Mi sento come se non _passassi _l'esame


----------



## giginho

Allora non ho capito la differenza tra l'uso di have e di do in questo caso!


----------



## Odysseus54

A me pare che 

"I feel as if I haven't passed / didn't pass the exam"

significhino ambedue che _non so se l'esame l'ho passato, ma ho paura di no._


Invece :

"I feel as if I hadn't passed the exam"


significa che _l'esame l'ho passato, ma che mi sento come se non l'avessi passato_.


----------



## giuggiola91

grazie a tutti per l'aiuto, anche se continuo ad essere abbastanza confusa al riguardo :/


----------



## rrose17

Odysseus54 said:


> A me pare che
> 
> "I feel as if I haven't passed / didn't pass the exam"
> 
> significhino ambedue che _non so se l'esame l'ho passato, ma ho paura di no._
> 
> 
> Invece :
> 
> "I feel as if I hadn't passed the exam"
> 
> 
> significa che _l'esame l'ho passato, ma che mi sento come se non l'avessi passato_.


Ciao, sorry but "I feel as if I hadn't passed the exam" is wrong. 
I feel as if I didn't pass the exam = I feel as if I haven't passed the exam. This describes a feeling you have now.
I *felt* as if I *hadn't* passed the exam. This describes a feeling that you had in the past.


----------



## Odysseus54

rrose17 said:


> Ciao, sorry but "I feel as if I hadn't passed the exam" is wrong.

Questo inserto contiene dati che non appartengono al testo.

PR #7325, opened 2020-11-25
UI crashes on opening topology

christianvogt:
**Fixes**: 
https://issues.redhat.com/browse/ODC-5173

**Analysis / Root cause**: 
Duplicate resource requests were sent to firehose. Firehose uses lodash `intersection` to check for changes to the resource list. Since there were duplicates, the intersection resulted in a different length of in compared to the original resource length. Even though the two resource lists (previous and current) were the same.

Let's see why.  The way I interpreted the Italian sentence is :

"Mi sento (ora) come se (in passato) non avessi passato l'esame ( ed invece l'ho passato e come ! )"


Un esempio che forse aiuta a chiarire :

" I feel as tired as if I hadn't had any sleep "  ( in fact, I slept 8 hours )

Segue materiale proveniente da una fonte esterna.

PR #372, opened 2022-05-26
Make redfish adapter objects unique

patelabhishek9893:


redfish-core/lib/pcie.hpp
```diff
@@ -67,8 +67,36 @@ static inline void
...
+                 * @brief Workaround to handle duplicate PCI device list
+                 *
+                 * retrieve PCI device endpoint information and if path is
+                 * ~/chassisN/io_moduleN/slotN/adapterN then, replace redfish
+                 * PCI device as "chassisN_io_moduleN_slotN_adapterN"
+                 *
+                 */
+
+                if (parentofParentPath.parent_path().filename().find(
+                        "chassis") != std::string::npos)
```
aahmed-2, line 86: Should we use "chassis" here? I think we will have a Mex Drawerer chassis and maybe it will also have pcie devices idk?

gtmills: I don't think we should hardcode any chassis id here.. Why can't we just do this for all pcie devices? 
Can we just add the parent and the grandparent to all pcie devices? (or whatever the ancestors are we are adding?)

patelabhishek9893: Do you mean all parent info for all PCI devices?

patelabhishek9893: remove check is that chassis or not

redfish-core/lib/pcie.hpp
```diff
@@ -67,8 +67,36 @@ static inline void
...
+                {
+                    devName = parentofParentPath.parent_path().filename() + "_";
+                }
+                if (parentofParentPath.filename().find("io_module") !=
```
aahmed-2, line 90: might we replace some of this 'parentofParentPath' things with dbus::utility::getNthStringFromPath?
[Example here](https://github.com/ibm-openbmc/bmcweb/blob/e2f2ca0519409c45b7e28564fa3187952eadb8b5/redfish-core/lib/managers.hpp#L757)

redfish-core/lib/cable.hpp
```diff
@@ -181,14 +181,41 @@ inline void
             for (const auto& fullPath : value)
             {
                 sdbusplus::message::object_path path(fullPath);
-                std::string leaf = path.filename();
-                if (leaf.empty())
+                sdbusplus::message::object_path parentPath = path.parent_path();
```
gtmills, line 184: Anyway we can have a function here and not duplicate this function?

gtmills (approved):
I am going to approve but would like @patelabhishek9893 to look at using a util function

Why are these constructions wrong ?


----------



## giuggiola91

rrose17 said:


> Ciao, sorry but "I feel as if I hadn't passed the exam" is wrong.
> I feel as if I didn't pass the exam = I feel as if I haven't passed the exam. This describes a feeling you have now.
> I *felt* as if I *hadn't* pass the exam. This describes a feeling that you had in the past.



Ho appena controllato la regola su questo sito: http://www.grammaring.com/as-if-as-though e secondo quanto c'è scritto, "I feel as if I hadn't passed the exam" potrebbe essere corretto in quanto esprimerebbe un'azione nel presente (I feel) che però è probabile che non sia vera poichè viene usato un unreal tense (hadn't passed). La frase in questione significherebbe che in questo momento mi sento come se non avessi passato l'esame, ma molto probabilmente l'ho passato.
Questo è quello che ho capito io, è corretto?

Tornando alla frase iniziale, sempre secondo la regola grammaticale scritta nel sito, la traduzione che penso sia corretta è "I feel as if I haven't passed the exam" perchè adesso mi sento come se non lo avessi passato e molto probabilmente è così. (perchè uso un present tense, "haven't passed)

Qualcuno potrebbe dirmi se i miei ragionamenti sono corretti? grazie!!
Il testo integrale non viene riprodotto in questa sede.